Exercise 5: Memory estimate

Estimate replicated Adam training state for 1B parameters with bf16 weights/grads and fp32 moments.

Code cell 16

# Your Solution
P = 1e9
print("Starter: weights=2P, grads=2P, moments=8P bytes.")

Code cell 17

# Solution
P = 1e9
total_bytes = 2*P + 2*P + 8*P
print("GB:", total_bytes / 1e9)
assert np.isclose(total_bytes / 1e9, 12.0)

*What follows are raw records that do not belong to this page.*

PR #261, opened 2024-10-12
First take on proxy auth hint

yaroslavros:
Here is my first stab at authentication hints.

Key use case is to allow client proxy selection based on supported authentication methods.

For example, enterprise environment could have an IoT device that is only capable of TLS PSK, a workload that would like to do non-interactive mTLS authentication and an end user device that is happy to do an interactive authentication flow using HTTP methods. All these endpoints could obtain the same information about available proxies and select a proxy that is best suited to their capabilities and preferences.

### DIFF
--- a/draft-ietf-intarea-proxy-config.md
+++ b/draft-ietf-intarea-proxy-config.md
@@ -144,8 +144,8 @@ Each proxy is defined by a proxy protocol, a proxy location (i.e., a hostname an
 {{!URITEMPLATE=RFC6570}}), along with potentially other keys.
 
 This document defines two mandatory keys for the sub-dictionaries in the
-`proxies` array, `protocol` and `proxy`. There are also optional key, including
-`alpn`, and keys for split-DNS defined in {{split-dns}}.
+`proxies` array, `protocol` and `proxy`. There are also optional keys, including
+`alpn`, `auth`, and keys for split-DNS defined in {{split-dns}}.
 Other optional keys can be added to the dictionary
 to further define or restrict the use of a proxy. Clients that do not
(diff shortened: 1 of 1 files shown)


draft-ietf-intarea-proxy-config.md
```diff
@@ -180,6 +181,35 @@ If the `alpn` key is present, it provides a hint for the Application-Layer Proto
...
+| tls-cert | TLS Client Certificate | {{Section 4.4.2 of ?TLSv1.3=RFC8446}} | https-connect, connect-udp, connect-ip, connect-tcp | |
+| tls-psk | Pre-shared key for TLS connection | {{Section 4.2.11 of TLSv1.3}} | https-connect, connect-udp, connect-ip, connect-tcp | |
+| http-proxy | Proxy-Authorization HTTP header in request to the proxy | {{Section 4.4 of ?HTTP-AUTH=RFC7235}} | http-connect, https-connect, connect-udp, connect-ip, connect-tcp | http-schemes |
+
+`socks-methods` MUST NOT be provided if authentication method is not set to `socks5`.
+`socks-methods` contains a list of decimal numbers corresponding to supported
+authentication methods by the SOCKS proxy. Valid values of methods are listed
+in corresponding IANA registry {{?SOCKS-METHODS=IANA.socks-methods}}.
+
+`http-schemes` MUST NOT be provided if authenticaiton method is not set to `http-proxy`.
```
tfpauly, line 209:
```suggestion
`http-schemes` MUST NOT be provided if authentication method is not set to `http-proxy`.
```

yaroslavros:
Closing based on WG consensus.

Exercise 6: Pipeline bubble

Compute bubble fraction for 4 stages and 12 micro-batches.

Code cell 19

# Your Solution
P = 4
M = 12
print("Starter: bubble = (P - 1) / (M + P - 1).")

Code cell 20

# Solution
P = 4
M = 12
bubble = (P - 1) / (M + P - 1)
print("bubble:", bubble)

Exercise 7: Tensor-parallel shard

Split a 4096 x 16384 weight matrix across 4 column-parallel ranks.

Code cell 22

# Your Solution
in_dim = 4096
out_dim = 16384
tp = 4
print("Starter: each rank owns out_dim / tp columns.")

Code cell 23

# Solution
in_dim = 4096
out_dim = 16384
tp = 4
shape = (in_dim, out_dim // tp)
print("per-rank shard shape:", shape)
assert shape == (4096, 4096)

Exercise 8: Training FLOPs

Use C=6NDC=6ND for a 7B model trained on 300B tokens.

Code cell 25

# Your Solution
N = 7e9
D = 300e9
print("Starter: C = 6 * N * D.")

Code cell 26

# Solution
N = 7e9
D = 300e9
C = 6 * N * D
print("FLOPs:", f"{C:.3e}")

Exercise 9: MFU

Compute MFU from useful FLOPs/sec and hardware peak.

Code cell 28

# Your Solution
useful = 60e15
peak = 160e15
print("Starter: MFU = useful / peak.")

Code cell 29

# Solution
useful = 60e15
peak = 160e15
mfu = useful / peak
print("MFU:", mfu)
assert 0 <= mfu <= 1

Exercise 10: Launch checklist

Write four checks before scaling a training run.

Code cell 31

# Your Solution
print("Starter: include loss, resume, memory, and batch checks.")

Code cell 32

# Solution
checks = [
    "small run reduces validation loss",
    "resume restores optimizer, scheduler, RNG, and dataloader state",
    "memory estimate includes activations and optimizer states",
    "effective global token batch is documented",
]
for check in checks:
    print("-", check)
assert len(checks) == 4

Closing Reflection

At scale, arithmetic mistakes become infrastructure failures. Keep units explicit, test small, and make the loss curve prove that the system is learning.